Bab XXVIII - No Clue

39.4K 3.4K 858
                                    

"Zi. Kalkulator BMI Ibu mulai awas, nih. Kita ganti beras Konyaku aja apa, ya?"

Sebenarnya Maya hanya bermonolog. Sama sekali tak mengejar jawaban. Sementara anaknya berkemudi, perempuan itu pelajari kertas panjang cantuman list kebutuhan dari ART. "Kamu ada request menu? Biar ibu stok bahannya?"

"Hmm."

"Apa?"

"Hm?"

Kena cubit di paha, senyum darurat Rizi terbit. Berdalih sedang meramu menu enak di kepala.

"Bohong. Muka kamu capek banget, ih! Balik aja kalau mau istirahat. Ibu bisa sendiri." Sepulang kantor, Rizi memang tak sempat istirahat. Lihat ibunya sudah rapi, anak itu jasakan diri mengantar.

"Nggak apa, Bu."

Pasar tradisional malam dipilih untuk menjaring sayur-mayur murah dan daging segar. Sepanjang berburu, Maya berceloteh banyak hal. Rizzi sendiri begitu pendiam; ekori sambil bawakan tas rami. Di tempat selanjutnya, tugas Rizzi tak jauh-jauh dari mendorong troli penuh belanjaan. Bonusnya, dapat kuliah seputaran bumbu dapur.

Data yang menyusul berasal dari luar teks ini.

PR #30320, opened 2023-04-26
Make the Donation Block Stipe Connect Link the Primary Color

### LINKED ISSUE #30300: Payments block: Stripe connection button visually broken
### Impacted plugin

Jetpack

### Quick summary

At least in Lettre theme, the Stripe banner has visually broken "connect" button:

image

### Steps to reproduce

1. on site with stripe disconnected, and Lettre theme
1. add payments block in the page editor
1. Note how stripe banner is broken

_No response_

### What actually happened

_No response_

### Impact

Some (< 50%)

### Available workarounds?

Simple

### Logs or notes

- Chrome

I've pinged Team Gold in p81Rsd-1hl-p2#comment-1436

romarioraffington:
Fixes https://github.com/Automattic/jetpack/issues/30300

## Proposed changes:

* Make the Donation Block Stipe Connect Link the Primary Color

| Before | After |
| Screenshot 2023-04-26 at 5 40 25 PM | Screenshot 2023-04-26 at 5 33 15 PM |

### Other information:

## Testing instructions:

* Sync changes to WPCOM
* Sandbox `romarioraffearn.wordpress.com`
* Go to https://wordpress.com/page/romarioraffearn.wordpress.com/242, edit the post and verify the Stripe "Connect" link is visible for both instances of the Donation block on the page

### DIFF
--- a/projects/plugins/jetpack/extensions/shared/components/stripe-nudge/style.scss
+++ b/projects/plugins/jetpack/extensions/shared/components/stripe-nudge/style.scss
@@ -16,6 +16,6 @@
 	padding: 6px;
 }
 
-..jetpack-stripe-nudge__banner span a.jetpack-stripe-nudge__link {
+.jetpack-stripe-nudge__banner span a.jetpack-stripe-nudge__link {
 	color: var( --color-primary ) !important;
 }
--- a/projects/plugins/jetpack/extensions/shared/components/stripe-nudge/style.scss
+++ b/projects/plugins/jetpack/extensions/shared/components/stripe-nudge/style.scss
@@ -16,6 +16,6 @@
 	padding: 6px;
 }
 
-.jetpack-stripe-nudge__banner span.block-editor-warning__action a {
-	color: var( --color-primary );
+.jetpack-stripe-nudge__banner .jetpack-stripe-nudge__link {
+	color: #0675c4 !important;
 }
--- a/projects/plugins/jetpack/extensions/shared/components/stripe-nudge/style.scss
+++ b/projects/plugins/jetpack/extensions/shared/components/stripe-nudge/style.scss
@@ -17,5 +17,5 @@
 }
 
 .jetpack-stripe-nudge__banner span a.jetpack-stripe-nudge__link {
-	color: var( --color-primary ) !important;
+	color: var( --color-primary );
 }
--- a/projects/plugins/jetpack/extensions/shared/components/stripe-nudge/style.scss
+++ b/projects/plugins/jetpack/extensions/shared/components/stripe-nudge/style.scss
@@ -16,6 +16,6 @@
 	padding: 6px;
 }
 
-.jetpack-stripe-nudge__banner .jetpack-stripe-nudge__link {
+..jetpack-stripe-nudge__banner span a.jetpack-stripe-nudge__link {
 	color: var( --color-primary ) !important;
 }
--- a/projects/plugins/jetpack/extensions/shared/components/stripe-nudge/style.scss
+++ b/projects/plugins/jetpack/extensions/shared/components/stripe-nudge/style.scss
@@ -17,5 +17,5 @@
 }
 
 .jetpack-stripe-nudge__banner .jetpack-stripe-nudge__link {
-	color: #0675c4 !important;
+	color: var( --color-primary ) !important;
 }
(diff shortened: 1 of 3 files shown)


projects/plugins/jetpack/extensions/shared/components/stripe-nudge/style.scss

Bahwa kaldu jamur Totole, adalah pengganti MSG terbaik. Sementara daging ayam calon geprek akan lebih gurih jika dimarinasi dengan garlic powder. Bla. Bla.

"Besok ibu mau coba nasi Liwet teri pake Koyaku, aah!" info Maya, saat mereka dalam perjalanan pulang.

"Bu." Tiba-tiba Rizzi menyela, lirik sejenak demi pertimbangkan apakah bijaksana, lontarkan pertanyaan seputar hal genting? Rizzi meragu sekaligus sesali spontanitasnya. Sayang, ibunya terlanjur penasaran.

"Apa pendapat ibu tentang ... pernikahan yang terjadi karena perkosaan? Rumah tangga jenis itu, ada masa depannya? Berapa persen kemungkinan seorang korban bisa jatuh cinta pada pemerkosanya? Kalau memang tidak bisa, idealnya, laki-laki seperti apa yang paling dibutuhkan mereka, supaya lepas dari trauma, dan jatuh cinta lagi meski mereka bawa warisan masa lalu kurang menyenangkan? Semisal, ada pria baik-baik—maksud Izzi, pria sedikit nakal, dengan riwayat teman tidur sebuku album—tapi mencintai dia sepaket dengan cerita kurang menyenangkannya, kira-kir—"

"Cangkemmu, Zi," potong Maya, gregetan. "Perasaan waktu lahir, yang ayah azanin itu kupingmu, bukan mulut!"

Rizi memijit kening. Kuasai diri dari letupan. Dia akui, sedikit emosional hari ini. Rasio dalam dirinya menuntut dipuasi segera.

"Sebelum ibu jawab satu-satu, biar ibu tebak." Tatap Maya bukan cuma lekat, melainkan menganalisa. "Suci, kan? Perempuan yang bikin kamu memohon ke ibu untuk rendahkan suara, karena nggak mau ganggu nyenyaknya?"

Binggo! Rizzi kira, dia yang paling rapi menyimpan gerak-gerik. Ternyata, naluri ibu mengalahkan satelit.

"Benar, Bu. Anak ibu ... jatuh cinta. Dan kelimpungan secara bersamaan."

***

Pagi buta, Shabila berjumpa tangkapan baru di dapur: Suci berbalut celemek. Bau tumisan merebak. Dari wadah-wadah kaca, ada macaroni, daging ayam boneless dan bumbu kemasan.

"Hai," sapa perempuan itu, menyadari keberadaan Bila. "Aku bikin macaroni cheese. Mau bantu?"

Suci memang paling jago, bikin orang berkeringat tanpa workout. Sebutir peluh meluncur dari punggung Shabila. Wanita itu mengangguk setuju.

"Aku tadi rebus macaroni bareng ayam, biar kaldunya meresap." Sementara membedah Quick Melt Kraft jadi gerombolan dadu, Suci beri aba-aba agar cooking cream dan butter segera dituang. Dengan cermat, Shabila kerjakan. Sekaligus bumbui macaroni. "Kata Mbak, Marvel suka daging asap, makanya aku tambahin."